PR #15346, opened 2025-04-07
Block: Fix `DiskFSUUID` for pristine disks

roosterfish:
Whilst backporting https://github.com/canonical/lxd/pull/15310 and testing with an isolated 5.21 LXD with completely clean storage disks I found the blkid command returns exit 2 in case the disk doesn't contain any traces of device identifiers or device contents.

The [man page](https://www.man7.org/linux/man-pages/man8/blkid.8.html) says:

> If the specified token was not found, or no (specified) devices
       could be identified, or it is impossible to gather any information
       about the device identifiers or device content an exit status of 2
       is returned.

### DIFF
--- a/lxd/storage/block/utils.go
+++ b/lxd/storage/block/utils.go
@@ -5,6 +5,7 @@ import (
 	"errors"
 	"fmt"
 	"os"
+	"os/exec"
 	"path"
 	"path/filepath"
 	"strings"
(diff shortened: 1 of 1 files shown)


roosterfish:
Interestingly running `blkid` on pristine partitions without FS doesn't return exit code 2. This only applies for the actual disks.

tomponline (approved):

PR #15349, opened 2025-04-08
storage: Support multi volume snapshot and restore

hamistao:
This adds support for snapshotting an instance and its attached volumes while mantaining crash consistency across all relevant volumes.

This follows Phase 1 of the to be published specification: Sync instance and attached volume snapshots. 

Including shared volumes on a multi volume snapshot or restore is not allowed.

### DIFF
--- a/doc/api-extensions.md
+++ b/doc/api-extensions.md
@@ -2672,3 +2672,15 @@ This adds support for listing networks across all projects using the `all-projec
 ## `clustering_restore_skip_mode`
 
 Adds a `skip` mode to the restore request. This mode restores a cluster member's status to `ONLINE` without restarting any of its stopped local instances or migrating back instances that were evacuated to other cluster members.
+
+## `instance_snapshots_multi_volume`
+
+This API extension enables creating a snapshot and restoring an instance along with its attached volumes, while guaranteeing crash consistency across volumes. To support this, this extension adds a `disks` field to both `POST /1.0/instances/{name}/snapshots` and
+`PUT /1.0/instances/{name}` with the following possible values:
+
+1. `root`: Represents a snapshot of only the instance root disk. This same behavior is kept if `disks` is unset.
+1. `volumes`: Represents a multi-volume snapshot of the instance root volume and all non-shared attached volumes. Fails if any attached volumes are being shared.
+
+Also adds a `exclude_disks` field to both endpoints to allow a user to specify disk names whose volumes should not be included as part of the multi-volume snapshot.
+
+To track which volumes' snapshots are created together, this extension introduces a new volatile configuration key, {config:option}`instance-volatile:volatile.attached_volumes`, in the configuration of supported storage drivers for instance snapshots. This key contains a JSON-serialized map of attached volume UUIDs to the UUIDs of their corresponding snapshots.
--- a/lxc/snapshot.go
+++ b/lxc/snapshot.go
@@ -20,9 +20,11 @@ import (
 type cmdSnapshot struct {
 	global *cmdGlobal
 
-	flagStateful bool
-	flagNoExpiry bool
-	flagReuse    bool
+	flagStateful     bool
+	flagNoExpiry     bool
+	flagReuse        bool
+	flagDisks        string
+	flagExcludeDisks string
 }
 
 func (c *cmdSnapshot) command() *cobra.Command {
@@ -44,6 +46,8 @@ running state, including process memory state, TCP connections, ...`))
 	cmd.Flags().BoolVar(&c.flagStateful, "stateful", false, i18n.G("Whether or not to snapshot the instance's running state"))
 	cmd.Flags().BoolVar(&c.flagNoExpiry, "no-expiry", false, i18n.G("Ignore any configured auto-expiry for the instance"))
 	cmd.Flags().BoolVar(&c.flagReuse, "reuse", false, i18n.G("If the snapshot name already exists, delete and create a new one"))
+	cmd.Flags().StringVar(&c.flagDisks, "disks", "", i18n.G(`Which disks should be included in the snapshot; can be "root" or "volumes"`))
+	cmd.Flags().StringVar(&c.flagExcludeDisks, "exclude-disks", "", i18n.G(`Comma-separated list of names for which disks should be ignored when performing a multi-volume snapshot`))
 	cmd.ValidArgsFunction = func(cmd *cobra.Command, args []string, toComplete string) ([]cobra.Completion, cobra.ShellCompDirective) {
 		if len(args) > 0 {
 			return nil, cobra.ShellCompDirectiveNoFileComp
@@ -121,8 +125,10 @@ func (c *cmdSnapshot) run(cmd *cobra.Command, args []string) error {
 	}
 
 	req := api.InstanceSnapshotsPost{
-		Name:     snapname,
-		Stateful: c.flagStateful,
+		Name:         snapname,
+		Stateful:     c.flagStateful,
+		DisksMode:    c.flagDisks,
+		ExcludeDisks: shared.SplitNTrimSpace(c.flagExcludeDisks, ",", -1, true),
 	}
 
 	if !stdinData.ExpiresAt.IsZero() {
--- a/lxd/instance/drivers/driver_common.go
+++ b/lxd/instance/drivers/driver_common.go
@@ -324,6 +324,58 @@ func (d *common) Snapshots() ([]instance.Instance, error) {
 	return snapshots, nil
 }
 
+// The volumeKey type is used to identify a volume on a map for getSharedVolumes to efficiently check if
+// each volume on a list is being shared.
+// If the volume under the key is a snapshot, volumeName should be its parent's name so getSharedVolumes
+// can check if the parent is being shared.
+type volumeKey struct {
+	pool       string
+	volumeName string
+}
+
+// getSharedVolumes filters shared volumes from a map of volumes, each volume can be only attached to inst.
+// Useful when checking for many volumes at once, since using VolumeUsedByInstanceDevices would result in a lot of redundancy.
+func (d *common) getSharedVolumes(ctx context.Context, tx *db.ClusterTx, original map[volumeKey]*api.StorageVolume, inst instance.Instance) (shared []*api.StorageVolume, err error) {
+	// Return early if an empty map was provided.
+	if len(original) == 0 {
+		return shared, nil
+	}
+
+	instanceProject := inst.Project()
+	instanceName, _, _ := api.GetParentAndSnapshotName(inst.Name()) // Use the parent name to check for sharing if inst is a snapshot.
+	effectiveProject := project.StorageVolumeProjectFromRecord(&instanceProject, dbCluster.StoragePoolVolumeTypeCustom)
+
+	err = tx.InstanceList(ctx, func(listedInstance db.InstanceArgs, p api.Project) error {
+		// Ignore the provided instance.
+		if instanceProject.Name == listedInstance.Project && instanceName == listedInstance.Name {
+			return nil
+		}
+
+		// Ignore instances with a different effective project for volumes.
+		if effectiveProject != project.StorageVolumeProjectFromRecord(&p, dbCluster.StoragePoolVolumeTypeCustom) {
+			return nil
+		}
+
+		expandedDevices := instancetype.ExpandInstanceDevices(listedInstance.Devices, listedInstance.Profiles)
+
+		// Iterate through each of the instance's devices, looking for disks sourced by volumes attached to inst.
+		for _, dev := range expandedDevices {
+			volume, usesVol := original[volumeKey{dev["pool"], dev["source"]}]
+
+			if !usesVol {
+				continue
+			}
+
+			// Delete the shared volume from the map and move on.
+			shared = append(shared, volume)
+		}
+
+		return nil
+	})
+
+	return shared, err
+}
+
 // VolatileSet sets one or more volatile config keys.
 func (d *common) VolatileSet(changes map[string]string) error {
 	// Quick check.
--- a/lxd/instance/drivers/driver_common.go
+++ b/lxd/instance/drivers/driver_common.go
@@ -538,16 +538,22 @@ func (d *common) getAttachedVolumeSnapshots(sourceSnapshot instance.Instance, di
 // restoreCommon contains the common logic of restoring different instance types.
 // This includes loading the storage pool, deriving which volumes should be restored, stopping the instance
 // and updating instance config.
-func (d *common) restoreCommon(inst instance.Instance, source instance.Instance) (storagePools.Pool, bool, *operationlock.InstanceOperation, error) {
+func (d *common) restoreCommon(inst instance.Instance, source instance.Instance, disks deviceConfig.Devices) ([]*api.StorageVolume, storagePools.Pool, bool, *operationlock.InstanceOperation, error) {
 	// Load the storage driver.
 	pool, err := storagePools.LoadByInstance(d.state, inst)
 	if err != nil {
-		return nil, false, nil, err
+		return nil, nil, false, nil, err
+	}
+
+	// If performing a multi volume restore, get the snapshots used to restore attached volumes.
+	targetSnapshots, err := d.getAttachedVolumeSnapshots(source, disks)
+	if err != nil {
+		return nil, nil, false, nil, fmt.Errorf("Failed to restore snapshot rootfs: %w", err)
 	}
 
 	op, err := operationlock.Create(d.Project().Name, d.Name(), operationlock.ActionRestore, false, false)
 	if err != nil {
-		return nil, false, nil, fmt.Errorf("Failed to create instance restore operation: %w", err)
+		return nil, nil, false, nil, fmt.Errorf("Failed to create instance restore operation: %w", err)
 	}
 
 	// Stop the instance.
@@ -571,7 +577,7 @@ func (d *common) restoreCommon(inst instance.Instance, source instance.Instance)
 			err := inst.Update(args, false)
 			if err != nil {
 				op.Done(err)
-				return nil, false, nil, err
+				return nil, nil, false, nil, err
 			}
 
 			// On function return, set the flag back on.
@@ -585,15 +591,18 @@ func (d *common) restoreCommon(inst instance.Instance, source instance.Instance)
 		err := inst.Stop(false)
 		if err != nil {
 			op.Done(err)
-			return nil, false, nil, err
+			return nil, nil, false, nil, err
 		}
 
 		// Refresh the operation as that one is now complete.
 		op, err = operationlock.Create(d.Project().Name, d.Name(), operationlock.ActionRestore, false, false)
 		if err != nil {
-			return nil, false, nil, fmt.Errorf("Failed to create instance restore operation: %w", err)
+			return nil, nil, false, nil, fmt.Errorf("Failed to create instance restore operation: %w", err)
 		}
 	}
+
+	// "volatile.attached_volumes" should not be included in the instance config.
+	delete(source.LocalConfig(), "volatile.attached_volumes")
 
 	// Restore the configuration.
 	args := db.InstanceArgs{
@@ -613,10 +622,10 @@ func (d *common) restoreCommon(inst instance.Instance, source instance.Instance)
 	err = inst.Update(args, false)
 	if err != nil {
 		op.Done(err)
-		return nil, false, nil, err
+		return nil, nil, false, nil, err
 	}
 
-	return pool, wasRunning, op, nil
+	return targetSnapshots, pool, wasRunning, op, nil
 }
 
 // VolatileSet sets one or more volatile config keys.
--- a/lxd/instance/drivers/driver_common.go
+++ b/lxd/instance/drivers/driver_common.go
@@ -535,6 +535,90 @@ func (d *common) getAttachedVolumeSnapshots(sourceSnapshot instance.Instance, di
 	return slices.Collect[*api.StorageVolume](maps.Values(targetSnapshots)), nil
 }
 
+// restoreCommon contains the common logic of restoring different instance types.
+// This includes loading the storage pool, deriving which volumes should be restored, stopping the instance
+// and updating instance config.
+func (d *common) restoreCommon(inst instance.Instance, source instance.Instance) (storagePools.Pool, bool, *operationlock.InstanceOperation, error) {
+	// Load the storage driver.
+	pool, err := storagePools.LoadByInstance(d.state, inst)
+	if err != nil {
+		return nil, false, nil, err
+	}
+
+	op, err := operationlock.Create(d.Project().Name, d.Name(), operationlock.ActionRestore, false, false)
+	if err != nil {
+		return nil, false, nil, fmt.Errorf("Failed to create instance restore operation: %w", err)
+	}
+
+	// Stop the instance.
+	wasRunning := inst.IsRunning()
+	if wasRunning {
+		ephemeral := d.IsEphemeral()
+		if ephemeral {
+			// Unset ephemeral flag.
+			args := db.InstanceArgs{
+				Architecture: d.Architecture(),
+				Config:       d.LocalConfig(),
+				Description:  d.Description(),
+				Devices:      d.LocalDevices(),
+				Ephemeral:    false,
+				Profiles:     d.Profiles(),
+				Project:      d.Project().Name,
+				Type:         d.Type(),
+				Snapshot:     d.IsSnapshot(),
+			}
+
+			err := inst.Update(args, false)
+			if err != nil {
+				op.Done(err)
+				return nil, false, nil, err
+			}
+
+			// On function return, set the flag back on.
+			defer func() {
+				args.Ephemeral = ephemeral
+				_ = inst.Update(args, false)
+			}()
+		}
+
+		// This will unmount the instance storage.
+		err := inst.Stop(false)
+		if err != nil {
+			op.Done(err)
+			return nil, false, nil, err
+		}
+
+		// Refresh the operation as that one is now complete.
+		op, err = operationlock.Create(d.Project().Name, d.Name(), operationlock.ActionRestore, false, false)
+		if err != nil {
+			return nil, false, nil, fmt.Errorf("Failed to create instance restore operation: %w", err)
+		}
+	}
+
+	// Restore the configuration.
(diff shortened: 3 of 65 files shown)


test/suites/snapshots.sh
```diff
@@ -449,3 +449,97 @@ test_snap_fail() {
...
+
+  lxc exec c1 -- rm snap1
+  lxc exec c1 -- rm /mnt/non-shared/snap1
+  lxc exec c1 -- rm /mnt/shared/snap1
+
+  lxc storage volume delete default non-shared/snap0 # The snapshot taken with c1-snap1 was "non-shared"'s first snapshot.
+
+  # Restoring all does not work anymore since we lost one snapshot, restore all available ones instead.
+  ! lxc restore c1 c1/c1-snap1 --volumes=all || false
+  lxc start c1 # A failed restore leaves the instance as stopped.
```
hamistao, line 536: I noticed this behavior while doing the tests. While I can see the reasoning behind it, perhaps it would be an improvement to try to start the instance back if it was running before, but not fail if starting is not possible.

lxd/storage/backend_lxd.go
```diff
@@ -3749,6 +3783,21 @@ func (b *lxdBackend) CreateInstanceSnapshot(inst instance.Instance, src instance
...
+	// Snapshot attached volumes.
+	// TODO: Improve this by implementing concurrency.
+	for _, volume := range targetVolumes {
+		snapshotName, err := VolumeDetermineNextSnapshotName(b.state, volume.Pool, volume.Name, volume.Config)
+		if err != nil {
+			return err
+		}
+
+		// Add a description to easily identify attached volume snapshots.
+		description := "Attached volume snapshot for " + inst.Type().String() + "/" + inst.Name() + " on project " + inst.Project().Name
```
hamistao, line 3845: This expands on what is in the spec as it was an idea I had while working on the implementation. I find this to be a nice replacement for the proposed attached volume snapshot naming, as it heps the user identify which snapshots were taken together easily. Let me know if this is not desirable and I can remove it.

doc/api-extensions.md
++++++
### EXERCISE PROMPT
Whenever the word "types" turns up in a line of the listing above, copy the line.

### SOLUTION TO THIS PROBLEM
 // restoreCommon contains the common logic of restoring different instance types.
+// restoreCommon contains the common logic of restoring different instance types.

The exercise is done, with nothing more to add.